Sunday, 25 January 2009

The Velvet Glove And The Iron Fist

One of the changes that we are to see in Washington is the United States starting to use its ‘soft power’ again. During the Bush administration, the US relied almost exclusively on ‘hard power’, which came to be equated with the use of force. As the sole superpower, without a military peer in the world, the Neo-Con agenda calculated that American policy could be forced upon an unwilling world because nobody would dare to deny them.

This strategy proved to be muddle headed on two counts. First, it did not account for asymmetric warfare. A small group of determined individuals could obtain military victories over much larger nations. The way in which the Madrid bombings knocked Spain out of the ‘Coalition of the Willing’ gives evidence of this. Secondly, Political Philosophy 101 teaches us that might is not right unless it has a backing of legitimacy. This was almost totally lacking in the Bush Doctrine, as the absence of legitimacy degenerated to include embracing illegal acts such as torture and arbitrary detention. To his enormous credit, the first foreign policy act of President Obama was to halt the kangaroo courts – military tribunals, if you like - in Guantanamo Bay, and his second was to order the closure of the camp within a year. It may prove difficult to achieve this, but it has certainly sent a signal that the US intends to seek the moral high ground – the epicentre of its soft power – in the years to come.

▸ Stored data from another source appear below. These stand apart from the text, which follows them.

PR #10443, opened 2018-06-11
Add timestamp to moderator Slack messages (fixes #10441)

### LINKED ISSUE #10441: timestamp needed in moderator Slack messages
_I'm marking this "good first issue" but it might be a little harder than those often are. If you start this and find you need help with it, post here._

When a chat message is flagged, moderators receive a notification in a Slack channel as shown in the screenshot below. If you use `git grep flagSlack` you'll find the code responsible for it.

We'd like the date and time of the message to be included. That data is stored in the message's `timestamp` field like this:
```
{
	"_id" : "34df5f7f-205b-4797-ae7d-443777bae1ec",
	"flagCount" : 5,
	"flags" : {
		"d904bd62-da08-416b-a816-ba797c9ee265" : true
	},
	"id" : "34df5f7f-205b-4797-ae7d-443777bae1ec",
	"text" : "Test post for flagging.",
	"timestamp" : ISODate("2018-06-09T23:56:26.367Z"),
	"likes" : { },
	"uuid" : "3e595299-3d8a-4a10-bfe0-88f555e4aa0c",
	"user" : "ALittleYellowSpider",
	"groupId" : "85dd1be6-336b-4e53-9949-2c09150b4035",
	"userStyles" : { ... },
	"__v" : 0
}
```

The format in the message moderators see in Slack should be `yyyy-mm-dd HH:MM UTC`. For example, the timestamp for the message above would be reported as `2018-06-09 23:56 UTC`. We don't want the second or milliseconds to show - that would just be cluttery. :) moment().format() is the best way to format a date. You can see examples of it in our code with `git grep 'moment(' | grep 'format('`

The timestamp in the message is already in UTC and there's no need to try to convert it to any other time zone, so we just need the "UTC" label added as a reminder to mods that it's UTC not their own time zone.

The timestamp should appear in the Slack message on a line by itself directly above the guild's name, like this:
```
ALittleYellowSpider - alice.harris@oldgods.net - 3e595299-3d8a-4a10-bfe0-88f555e4aa0c
2018-06-09 23:56 UTC
Flag in Chaos Guild - (private guild)
Test post for flagging.
Flag this message
```

It should be in the same grey text as the user's name, email address, and User ID.

_When a message is flagged, other things happen too (e.g., an email is sent to various email addresses), but those other actions do NOT need to be changed._

thefifthisa:

Fixes #10441 

### Changes

Added the date and time (in UTC) to the Slack notification moderators receive when a chat message gets reported. The sendSlackNotification function in website/server/libs/slack.js was changed.

----

### DIFF
--- a/website/server/libs/slack.js
+++ b/website/server/libs/slack.js
@@ -11,6 +11,7 @@ const BASE_URL = nconf.get('BASE_URL');
 
 let flagSlack;
 let subscriptionSlack;
+let moment = require('moment');
 
 try {
   flagSlack = new IncomingWebhook(SLACK_FLAGGING_URL);
@@ -29,7 +30,6 @@ function sendFlagNotification ({
   if (!SLACK_FLAGGING_URL) {
     return;
   }
-  let moment = require('moment');
   let titleLink;
   let authorName;
   let timestamp;
@@ -56,7 +56,7 @@ function sendFlagNotification ({
 
   let date = moment(message.timestamp).format('YYYY-MM-DD');
   let time = moment(message.timestamp).utc().format('HH:mm');
-  timestamp = date + " " + time + " UTC";
+  timestamp = `${date} ${time} UTC`;
 
   flagSlack.send({
     text,
--- a/website/server/libs/slack.js
+++ b/website/server/libs/slack.js
@@ -3,6 +3,7 @@ import { IncomingWebhook } from '@slack/client';
 import logger from './logger';
 import { TAVERN_ID } from '../models/group';
 import nconf from 'nconf';
+import moment from 'moment';
 
 const SLACK_FLAGGING_URL = nconf.get('SLACK:FLAGGING_URL');
 const SLACK_FLAGGING_FOOTER_LINK = nconf.get('SLACK:FLAGGING_FOOTER_LINK');
@@ -11,7 +12,6 @@ const BASE_URL = nconf.get('BASE_URL');
 
 let flagSlack;
 let subscriptionSlack;
-let moment = require('moment');
 
 try {
   flagSlack = new IncomingWebhook(SLACK_FLAGGING_URL);
@@ -32,7 +32,6 @@ function sendFlagNotification ({
   }
   let titleLink;
   let authorName;
-  let timestamp;
   let title = `Flag in ${group.name}`;
   let text = `${flagger.profile.name} (${flagger.id}; language: ${flagger.preferences.language}) flagged a message`;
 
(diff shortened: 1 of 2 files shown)


website/server/libs/slack.js
```diff
@@ -11,6 +11,7 @@ const BASE_URL = nconf.get('BASE_URL');
 
 let flagSlack;
 let subscriptionSlack;
+let moment = require('moment');
```
paglias: moment should be imported at the top with `import moment from 'moment'`

website/server/libs/slack.js
```diff
@@ -31,6 +32,7 @@ function sendFlagNotification ({
   }
   let titleLink;
   let authorName;
+  let timestamp;
```
paglias: if you're not changing the value of timestamp it can be `const timestamp = moment...` right when you need it at line 59

website/server/libs/slack.js
```diff
@@ -52,12 +54,17 @@ function sendFlagNotification ({
     authorName = `${message.user} - ${authorEmail} - ${message.uuid}`;
   }
 
+  let date = moment(message.timestamp).format('YYYY-MM-DD');
+  let time = moment(message.timestamp).utc().format('HH:mm');
```
paglias: why one is utc and the other isn't?

website/server/libs/slack.js
```diff
@@ -52,12 +54,17 @@ function sendFlagNotification ({
     authorName = `${message.user} - ${authorEmail} - ${message.uuid}`;
   }
 
+  let date = moment(message.timestamp).format('YYYY-MM-DD');
```
paglias: you should only call moment once, also for variable that do not change it's better to use `const` instead of `let`. I think you should be able to condense everything in one line here

```
const timestamp = `${moment(message.timestamp).utc().format('YYYY-MM-DD HH:mm')} UTC` 
```

paglias (changes requested):
left some comments!

thefifthisa:
@paglias Ahhh, thanks! Using `const` and condensing everything makes so much sense in hindsight. Fixed them in the latest commit.

paglias (changes requested):
The code looks good, thanks @thefifthisa 

I'm wondering if passing the timestamp inside the `attachments` is going to produce the desired effect. According to https://api.slack.com/docs/messages/builder the `timestamp` property isn't supported. So maybe you should add the timestamp to the `text` variable?

thefifthisa:
@paglias Oh okay! I added it to `author_name` and it looks good on Slack API preview (see below), but one of the tests is still failing?

test

paglias:
That looks great! The tests are failing because they don't expect the timestamp, for example here it's expecting a string without the timestamp https://github.com/HabitRPG/habitica/blob/b1b1e512f57fe4efe825b7fcb04b6cdb6ba59860/test/api/v3/unit/libs/slack.js#L54, you should update that test to also include `\n${timestamp}`

thefifthisa:
Got it, now passing all the tests!

paglias:
@thefifthisa  thanks for this! I'm merging the PR and awarding your contributor tier.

But what does that mean for the longer term? Two recent articles have laid out the basis of a model that explores this issue. In an article for Foreign Affairs (see article), Anne-Marie Slaughter asserts that we are in a transition period moving away from a world of hierarchies and towards a world of networks. In many ways, this is quite a reasonable supposition. Ms Slaughter then goes on to argue that the US is uniquely advantaged to benefit from the growth of networks owing to the number of immigrant diasporas living in America. The point is well made, but taken too far. Europe also has a large number of immigrant communities from as wide a range of origins as the US. There is no reason why these communities could not network European influence in exactly the same way as is suggested for American influence.

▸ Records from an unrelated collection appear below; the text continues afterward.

Issue #10124, opened 2018-03-11
group plan "quantity" changes need to be more reliable


Alys:
When the leader of a group plan invites new members or removes existing members, the group's `quantity` field is updated and I think the change is also sent to Stripe / Amazon at the same time, rather than at the next scheduled billing period.

This can sometimes fail. E.g., a few months back, shanaqui's group plan had three members in it, then one member was removed. However the guild's `quantity` field stayed at 3 and payments continued to be made for three members ($15 per month).

The code that adds or removes members to/from a group plan needs to have checking in place to ensure that all necessary actions succeed. If any don't succeed, the code should either try again (and again and again until successful) or notify admins (and check that the notification was successful).

------

With PR #12335 the Habitica codebase has been updated to support MongoDB 4.2 and transactions making it possible to fix this issue. 

Transactions allow operations on multiple documents to be executed ensuring that either all of them are executed correctly or none, making it possible to fix this issue.

An example on using transactions can be found at https://mongoosejs.com/docs/transactions.html while more info at https://docs.mongodb.com/manual/core/transactions/. If you want to work on this issue and have any question please leave a comment!

shanaqui:
I thought you fixed the quantity problem with my group plan anyway, but this month it was still $15 as if there were three members (nope)...

Alys:
Yes, I had adjusted the quantity field back when we first found that problem in your group plan but I think this part is important for correct billing: "the change is also sent to Stripe / Amazon at the same time, rather than at the next scheduled billing period". I think if that's not done automatically at the time that the membership is changed, then Stripe never finds out that it should be charging more/less. Basically the quantity field is irrelevant for that, I think. We hadn't realised that when we were investigating your plan's problem earlier this year.

TheHollidayInn:
I did fix this a while back: https://github.com/HabitRPG/habitica/blob/develop/website/server/models/group.js#L1409
https://github.com/HabitRPG/habitica/blob/f59210375491c8a5de5cb30da53f016ba6e3e7b3/website/server/controllers/api-v3/groups.js#L574
https://github.com/HabitRPG/habitica/blob/develop/website/server/libs/stripePayments.js#L102
https://github.com/HabitRPG/habitica/blob/develop/website/server/libs/amazonPayments.js#L275

shanaqui:
@Alys Aha, I understand now!

[...]

PR #10449, opened 2018-06-14
Better group plan member counts

SabreCat:

Further fixage for #10124 .

### Changes

1. Adds a migration to reconcile `memberCount` with data from the user collection for all existing Group Plans.
2. Adds a step at time of group plan creation to reconcile the group's `memberCount` before setting up subscriptions.
3. Adds a server config variable for the connection string used by migrations. This should be more secure than editing connection strings directly in migration files.
4. Cleans up an old migration that had a garbage connection string.

### To Do

* [x] Run some local tests / dry runs against beta server

### DIFF
--- a/migrations/groups/reconcile-group-plan-members.js
+++ b/migrations/groups/reconcile-group-plan-members.js
@@ -1,0 +1,67 @@
+import monk from 'monk';
+import nconf from 'nconf';
+import stripePayments from '../../website/server/libs/payments/stripe';
+
+/*
+ * Ensure that group plan billing is accurate by doing the following:
+ * 1. Correct the memberCount in all paid groups whose counts are wrong
+ * 2. Update the above's subscription counts in Stripe via their API
+ */
+
+const CONNECTION_STRING = nconf.get('MIGRATION_CONNECT_STRING');
+
+let dbGroups = monk(CONNECTION_STRING).get('groups', { castIds: false });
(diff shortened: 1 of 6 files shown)


TheHollidayInn:
Woot!

migrations/groups/reconcile-group-plan-members.js
```diff
@@ -0,0 +1,67 @@
...
+          ]
+      }
+    );
+    if (group.memberCount !== canonicalMemberCount) {
+      pause();
+      return dbGroups.update(
+        {_id: group._id},
+        {$set: {memberCount: canonicalMemberCount}}
+      ).then(() => {
+        await stripePayments.chargeForAdditionalGroupMember(group);
```
TheHollidayInn: We need to check to ensure this is a group plan with Stripe. Amazon is also an option, but doesn't need a charge like this.

Alys:
Should this also fix `quantity` and use that as another check for whether Stripe needs to be updated?

SabreCat:
@Alys It does fix `quantity` via this line https://github.com/HabitRPG/habitica/blob/04d7ff13def23a4265075a903f586eb18684a099/website/server/libs/payments/stripe.js#L160, but I can definitely check to see if there are any discrepancies in `quantity` that don't correspond to discrepancies in `memberCount`!

PR #10450, opened 2018-06-15
Prevent text overflow on failed login notification (#10447)

### LINKED ISSUE #10447: Text overflow in failed login notification

### Description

To a certain extent, the infrastructure for this already exists. I was once asked how a small, open economy such as Australia could compete and have a voice in a world of giants. I took the view then, as I still do, that the Commonwealth provides an infrastructure that could be used, very much in a way similar to the EU, to allow smaller nations to have a greater voice in the international arena. Of course, it would need to be a different Commonwealth to the one that we have now, but the basic architecture is there. One possible future would be for Europe to put its colonial heritage to use in developing this network of nations. It also offers the US the opportunity to develop within the framework of these networks, or parallel to them.

Of course, the world in which these networks are operating is in the process of changing. The second article, in Foreign Policy (see article), argues that the certainties by which the US provided leadership for the West over the past fifty years are changing. Since World War II, international discourse has been bounded by five certainties:
1. That peace is better than war.
2. That benign hegemony is better than a balance of power.
3. That capitalism is better than socialism.
4. That democracy is better than dictatorship.
5. That western culture is better than all the rest.
The move from a world of hierarchies to a world of networks is calling into question all of these certainties. Even the belief in capitalism as a means of organising an economy is now seriously in question.

There is a lot to commend this view of the world and if President Obama is to reassert American influence in the world, he will need to convince the American public of the case. President Obama campaigned on a promise of change, but now leads a society that is likely to be resistant to change. For example, in the case of climate change, for the US to achieve the reductions in carbon emissions in accordance with the Kyoto protocols, we have calculated that petrol (gas) would have to be in the region of $19.00 a gallon. All of the evidence of the past two or three years suggests that this is an unacceptable position for the American public. More to the point, will the rest of the world cede the moral high ground to a nation that persistently fails to meet its international obligations?

This may prove to be something of a dilemma for President Obama in the years to come. His desire for the US to follow one path may increasingly be bounded by his political inability to implement what needs to be done. The domestic agenda may constrain the foreign agenda significantly. This is one metric by which the decline of the US could be measured – how the US President is unable to act internationally because of domestic considerations. If this becomes obvious, then we will know that the American unipolar moment has ended.

Perhaps the velvet glove may not fit the iron fist.